### [What the task requires]
Search the entries for the word "done". Copy each line in which it is found.

### [Exercise data]
Issue #1021, opened 2025-12-05
Finish defining form styles


pyrello:
- [x] Fix alignment on the Toggle control.
- [x] Review all form elements in Storybook and test all combinations of SB controls on each element. Make note of any cases that are not currently handled or styles need improvement.
- [x] When we think we are at a good point, let Denny know how he can pull a local version to test and give feedback. This should happen at a point in the process where there is enough time to make changes based on that feedback.
- [x] Should the `required` attribute be included when appropriate? If so, on which controls?
- [x] Adjust button small and medium sizes to use the --form-input-height so the sizing matches the fields.  Maybe also need to tweak mobile behavior of buttons when used in a form.
- [x] The "Compact" option gets a a little too squished.  Maybe the default is compact and we flip this to "Large gap" or something to pair with the "Large" modifier?
- [x] Create a follow-up issue in `uiowa` for integrating new form styles. 
- [x] Review all CSS class names. Make updates to ensure consistency where appropriate. Example: should we use `form--required` instead of `form-required`?
- [x] Examples for side-by-side for checkboxes and radios: https://github.com/uiowa/uiowa/blob/main/docroot/themes/custom/uids_base/scss/components/form/forms.scss#L219 and https://github.com/uiowa/uiowa/pull/9461 for reference. 
- [x] Should icons have an explicit footprint in our form styles and components (as opposed to just being something that can be inserted anywhere text would be appropriate)?
  - Decision: Icons can currently be handled by including them as text in the label of a form field. Need more info and examples of how that falls short.
- [x] Error, focus, and validation state styling for form controls.
  - Decision: Other validation states than error aren't currently used by us. This can easily be layered on later if there is value.

bspeare:
# Grooming Conversation

**Quadrant:** 
- Complex (some things are yet tbd possibly)

**Discussion:**

- A task to do our regular process of component definition for form styles. Some of the work has already been done, but we are going to be intentional with the process here to cover as may bases as possible or reasonable. 
- Is this something where we want to solicit feedback from AIS? 
  - Look for feedback and make changes in future slices. 

**Proposed solution or definition of done:**

- A set of form styles that are ready to be shared with campus partners.

pyrello:
Feedback from testing/review of #1016: https://github.com/uiowa/uids/pull/1016#issuecomment-3647327009

pyrello:
[...]

PR #1029, opened 2026-01-05
Form control stories

### LINKED ISSUE #1020: Create toggle/switch checkbox example for the kitchen sink page
Add a toggle/switch checkbox example for the kitchen sink page

- Markup at https://github.com/uiowa/uids/pull/1016/commits/4b532ec95aba168bd2896386a52eeeadb7ede786
- CSS at https://github.com/uiowa/uids/blob/823f05c5c5626ec1aab9a5b17571ff237a756eb9/src/scss/components/form.scss#L334

### LINKED ISSUE #1022: Build out remaining storybook stories and controls for forms
- Maybe create separate kitchen sink pages?  Using the "Inline" and "Flex" control with text, email, phone, search, and select is a good example if using that property.
- It would be great if showSidebar control on http://localhost:6006/?path=/story/showcase-application--directory would move the form into the sidebar to showcase the container queries.
- Implement new classes on http://localhost:6006/?path=/story/showcase-application--form?  Also add a save button to this form?
- Same with http://localhost:6006/?path=/story/showcase-forms--information-request-form, rebuild this with new tools from the kitchen sink and see how far we can make it without the flexbox showcase styles? Or maybe building out a form layout will tell us if we need any other helper classes.

pyrello:
Resolves #1022 
Resolves #1020 

## To test
- Code review.
- Review all form elements in storybook.
- Test out storybook controls for each element. Each SB control should result in a change to the markup/classes on the form element even if you can't see an obvious visual change.
- Note anything that you think is missing.


joewhitsitt:
pulling to test

joewhitsitt:
should required state add the attribute to the input in addition to the label `form-required` class? https://www.w3schools.com/tags/att_input_required.asp

i am seeing it on some elements but not on all.

pyrello:
> should required state add the attribute to the input in addition to the label `form-required` class? https://www.w3schools.com/tags/att_input_required.asp

Good question! I think this is something we will punt to #1021

joewhitsitt:
> > should required state add the attribute to the input in addition to the label `form-required` class? https://www.w3schools.com/tags/att_input_required.asp
> 
> Good question! I think this is something we will punt to #1021

I want to clarify I am not talking about the styles. When the toggle is triggered it is not adding the attribute to the input for checkbox, text, file, etc. It is being added to radio and some others, which what I thought was being tested and included in this PR?

Also for some of the controls, I am not seeing a markup change for inline. http://localhost:6006/?path=/story/elements-form--checkbox&args=required:!true;inline:!true
http://localhost:6006/?path=/story/elements-form--select&args=inline:!true

joewhitsitt:
>Each SB control should result in a change to the markup/classes on the form element even if you can't see an obvious visual change.

For testing I am toggling each thing on each control and seeing if there is a change to the markup. If I am going about this wrong, please let me know.

I am also checking to see if I think a state or modifier I see on one control should be represented on another.

joewhitsitt:
http://localhost:6006/?path=/story/elements-form--file and the button/reset/submit doesn't have an inline modifier toggle. should they?

pyrello:
> > Each SB control should result in a change to the markup/classes on the form element even if you can't see an obvious visual change.
> 
> For testing I am toggling each thing on each control and seeing if there is a change to the markup. If I am going about this wrong, please let me know.
> 
> I am also checking to see if I think a state or modifier I see on one control should be represented on another.

This sounds like a great way to go about it!

> http://localhost:6006/?path=/story/elements-form--file and the button/reset/submit doesn't have an inline modifier toggle. should they?

The buttons currently don't default to being full width like the rest of the form controls, so in that context, I didn't include the inline option for them, as it doesn't do anything to them.

pyrello:
> > > should required state add the attribute to the input in addition to the label `form-required` class? https://www.w3schools.com/tags/att_input_required.asp
> > 
> > 
> > Good question! I think this is something we will punt to #1021
> 
> I want to clarify I am not talking about the styles. When the toggle is triggered it is not adding the attribute to the input for checkbox, text, file, etc. It is being added to radio and some others, which what I thought was being tested and included in this PR?

I had not previously come across the `required` attribute in my due diligence. If it exists on some elements currently and not others that is an artifact of copy/paste, which probably originated in SiteNow. I would like to spend some time understanding the relevance of the `required` attribute to determine whether it is important to include and in which cases. As such, I think it should be handled in the follow-up issue as part of the due diligence necessary for that task.

joewhitsitt:
No markup change for error on http://localhost:6006/?path=/story/elements-form--select-multiple&args=error:!true

pyrello:
> No markup change for error on http://localhost:6006/?path=/story/elements-form--select-multiple&args=error:!true

> Also for some of the controls, I am not seeing a markup change for inline. http://localhost:6006/?path=/story/elements-form--checkbox&args=required:!true;inline:!true
> http://localhost:6006/?path=/story/elements-form--select&args=inline:!true

These should both be fixed now.

joewhitsitt:
- Thanks for fixing the checkbox inline, but there is also http://localhost:6006/?path=/story/elements-form--select&args=inline:!true (had updated the comment after initially posting).
- Thanks for the error control on http://localhost:6006/?path=/story/elements-form--select-multiple&args=error:!true
- You explained the button/reset/submit, but http://localhost:6006/?path=/story/elements-form--file doesn't have the inline control.
- I am fine with the state of the required attribute only being on some elements for now.
- As for the list of form controls themselves, there is nothing noticeably absent to me.

pyrello:
> * Thanks for fixing the checkbox inline, but there is also http://localhost:6006/?path=/story/elements-form--select&args=inline:!true (had updated the comment after initially posting).
> 
> * Thanks for the error control on http://localhost:6006/?path=/story/elements-form--select-multiple&args=error:!true
> 
> * You explained the button/reset/submit, but http://localhost:6006/?path=/story/elements-form--file doesn't have the inline control.
> 
> * I am fine with the state of the required attribute only being on some elements for now.
> 
> * As for the list of form controls themselves, there is nothing noticeably absent to me.

The additional instances where inline have been remedied.

joewhitsitt (approved):
Thanks for the additional tweaks

PR #1038, opened 2026-03-25
Scope video script to banner only

pyrello:
# Motivation

The video is not scoped to the banner component, but it was never really intended to be applied to other videos. This PR scopes the script so that only banner videos are targeted.

# How to test

```
nvm use && yarn storybook
```
- http://localhost:6006/?path=/story/components-banner--background-video
- Confirm that video still functions as expected.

### [Solution]
- A task to do our regular process of component definition for form styles. Some of the work has already been done, but we are going to be intentional with the process here to cover as may bases as possible or reasonable. 
**Proposed solution or definition of done:**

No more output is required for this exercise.